Under both current proposals, Hertz would emerge from bankruptcy as a public company, according to the documents. An earlier Knighthead-Certares plan involved Hertz leaving court protection as a private company, owned primarily by those two plan sponsors.

Multibillion-Dollar Proposals

Hertz is seeking court approval for a generic rights offering that either of the investment groups could use to fund Hertz’s reorganization. Because no official plan sponsor has been picked, another bid is possible, although that is unlikely given the multibillion-dollar proposals outlined by Knighthead and Centerbridge. Early in Hertz’s bankruptcy case, its stock price rallied even though company officials said it was doubtful shareholders would get anything back.

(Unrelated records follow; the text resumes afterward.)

PR #52, opened 2024-02-21
fix: update the address book and perform helm upgrade to fix mirror node importer

jeromy-cannon:
## Description

* update the address book secret for mirror node importer
* enhance `solo node start` to trigger a `helm upgrade` supplying the address book as a value
* some changes from `full-stack-testing` repo that got missed during the migration
* update workflow to upload solo.log to GitHub

### Related Issues

* Closes #https://github.com/hashgraph/full-stack-testing/issues/761
* depends on https://github.com/hashgraph/full-stack-testing/pull/777
* migrated from https://github.com/hashgraph/full-stack-testing/pull/776


jest.config.mjs
```diff
@@ -15,9 +15,21 @@
  *
  */
 const config = {
-  testRegex: '(/__tests__/.*|(\\.|/)(test|spec))\\.(mjs?)$',
   moduleFileExtensions: ['js', 'mjs'],
   verbose: true,
+  testSequencer: './test/e2e/jestCustomSequencer.cjs',
```
leninmehedy, line 20: We need to see if we can avoid the need to run tests in sequence. Each test should "in theory" independent of each other as much as possible (each test should set its own environment and tear down afterwards).

Please create a ticket so that we can remove dependencies between tests.

src/core/account_manager.mjs
```diff
@@ -271,7 +296,7 @@ export class AccountManager {
     let keys
     try {
       keys = await this.getAccountKeys(accountId, nodeClient)
-      this.logger.debug(`retrieved keys for account ${accountId.toString()}`)
+      this.logger.silly(`retrieved keys for account ${accountId.toString()}`)
```
leninmehedy, line 299: Not sure if need this unconventional `silly` log type?

src/core/account_manager.mjs
```diff
@@ -515,4 +540,40 @@ export class AccountManager {
...
+        modified = true
+      }
+    }
+
+    if (modified) {
+      addressBookBytes = HashgraphProto.proto.NodeAddressBook.encode(addressBook).finish()
+    }
+
+    // convert addressBook into base64
+    return Base64.encode(addressBookBytes)
```
leninmehedy, line 577: I remember writing this function, but I did not test whether `Base64.encode` works when `addressBookBytes` is not modified. 

`addressBookBytes` is Uint8 array when fetched from the network, but then `HashgraphProto.proto.NodeAddressBook.encode` generate a buffer.

leninmehedy (approved):

src/commands/node.mjs
```diff
@@ -483,6 +496,36 @@ export class NodeCommand extends BaseCommand {
           })
         }
       },
+      {
+        title: 'Upgrade the network deployment to enable mirror node with the address book',
```
leninmehedy, line 500: 'Upgrade the network deployment to enable mirror node with the address book' -> `Enable mirror node`

jest.config.mjs
jeromy-cannon: true, it was bugging me, too.

Created: https://github.com/hashgraph/solo/issues/62

src/core/account_manager.mjs
jeromy-cannon: yes, I didn' t like the crazy amount of logs these were creating.  I wanted to make them trace, but the npm that winston logger was defaulting to only had silly.

I'll just go ahead and remove them.  They were useful when I was getting it all working, but now that it is pretty solid it can be removed.

src/core/account_manager.mjs
jeromy-cannon: sure, I'll add a test

src/core/account_manager.mjs
jeromy-cannon: removed

src/commands/node.mjs
jeromy-cannon: updated

src/core/account_manager.mjs
jeromy-cannon: I want to do a mock test, but I want this to merge before I run my release.  I did this test to verify your code:
image

Here is a new Issue to track writing the test: https://github.com/hashgraph/solo/issues/63

matteriben (approved):

nathanklick (approved):

PR #84, opened 2024-02-27
feat(cli): allow user to set jvm options for Hedera nodes

### LINKED ISSUE #68: Solo should allow overriding the JVM settings

leninmehedy:
## Description

* fix: fetch platform code directly inside the container
  * This is because fetching the platform zip file locally and then uploading to the container is time consuming and brittle.
* feat: allow user to set jvm options for Hedera nodes

When node starts, JVM options are loaded from `/opt/hgcapp/services-Hedera/HapiApp2.0/application.env`

Now user is able to set JVM options with flag `--application-env` flag.  
`node start --application-env application.env`

### Related Issues

* Closes #68

### DIFF
--- a/src/commands/node.mjs
+++ b/src/commands/node.mjs
@@ -228,15 +228,6 @@ export class NodeCommand extends BaseCommand {
         task: (ctx, task) => self.taskCheckNetworkNodePods(ctx, task)
       },
       {
-        title: 'Fetch platform software',
-        task: async (ctx, _) => {
-          const config = ctx.config
-          if (config.force || !fs.existsSync(config.buildZipFile)) {
-            ctx.config.buildZipFile = await self.downloader.fetchPlatform(ctx.config.releaseTag, config.cacheDir)
-          }
-        }
-      },
-      {
         title: 'Generate Gossip keys',
         task: async (ctx, _) => {
           const config = ctx.config
@@ -349,7 +340,7 @@ export class NodeCommand extends BaseCommand {
         }
       },
       {
-        title: 'Upload platform software into network nodes',
+        title: 'Fetch platform software into network nodes',
         task:
           async (ctx, task) => {
             const config = ctx.config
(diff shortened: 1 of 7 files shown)


jeromy-cannon:
@leninmehedy , just a thought, but if we created a persistent volume mount, we could just download one time and reduce the traffic

jeromy-cannon (approved):

leninmehedy:
> @leninmehedy , just a thought, but if we created a persistent volume mount, we could just download one time and reduce the traffic

Yes, hold on that thought. Please create a ticket to create persistent-volume and add your notes. PVC should be a high priority (maybe P1)

src/commands/node.mjs
```diff
@@ -460,6 +455,15 @@ export class NodeCommand extends BaseCommand {
               title: `Start node: ${chalk.yellow(nodeId)}`,
               task: async () => {
                 await self.k8.execContainer(podName, constants.ROOT_CONTAINER, ['rm', '-rf', `${constants.HEDERA_HAPI_PATH}/data/logs`])
+
+                // copy application.env file if required
+                if (ctx.config.applicationEnv) {
+                  const stagingDir = Templates.renderStagingDir(self.configManager, flags)
+                  const applicationEnvFile = path.join(stagingDir, 'application.env')
+                  fs.cpSync(ctx.config.applicationEnv, applicationEnvFile)
```
jeromy-cannon, line 463: Talking with Nathan it sounds like all of these config files need to be a ConfigMap that is mounted in.

nathanklick (approved):

src/commands/node.mjs
leninmehedy: As discussed, we shall need to work on a separate PR where `application.env` will be mounted from a config-map to `/etc/network-node/` directory. 

This will also require updating the docker images in `full-stack-testing/docker` to ensure `application.env` is loaded from `/etc/network-node/`:
`docker/ubi8-init-java21/network-node.service`
`docker/ubi8-init-java21/Dockerfile`

leninmehedy: See https://github.com/hashgraph/solo/issues/110

leninmehedy:
Merging this as this is a working copy that enabled us to provision a 10K TPS network. Further enhancements will be done as separate PRs.

PR #139, opened 2024-03-06
fix: solo should use a fixed FST chart version

### LINKED ISSUE #109: Solo should use a default FST chart version
Create a `version.mjs` with the required versions such that we can update it in CI during release instead of modifying the code.

leninmehedy:
## Description

* fix: solo should use a fixed FST chart version

### Related Issues

* Closes #109


nathanklick (approved):

version.mjs
```diff
@@ -14,4 +14,10 @@
  * limitations under the License.
  *
  */
+
+/**
+ * This file should only contain versions for dependencies
+ */
+
 export const HELM_VERSION = 'v3.14.2'
+export const FST_CHART_VERSION = 'v0.22.0'
```
jeromy-cannon, line 23: I think this needs to move into a json or yaml file, and then parsed in.

nathanklick (approved):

“If shareholders were ever going to do anything, they better do it quickly and come with a big check,” Phil Brendel, a distressed-debt analyst at Bloomberg, said in an interview March 30. “It is all about the economics to the unsecured noteholders now.”

Although there are some unanswered questions, both reorganization proposals would solve Hertz’s most pressing debt problems, according to court documents. Each would pay senior lenders, including first- and second-lien claims, in full. Lower-ranking debts, including those held by noteholders and other unsecured creditors, would get cash and the right to buy new equity at a discount.

To pay for the distributions to creditors, the company would sell $2.6 billion in new stock, take on a $1.3 billion term loan and set up a $1.5 billion revolving line of credit, court papers show.

The case is Hertz Corp. 20-11218, U.S. Bankruptcy Court, District of Delaware (Wilmington).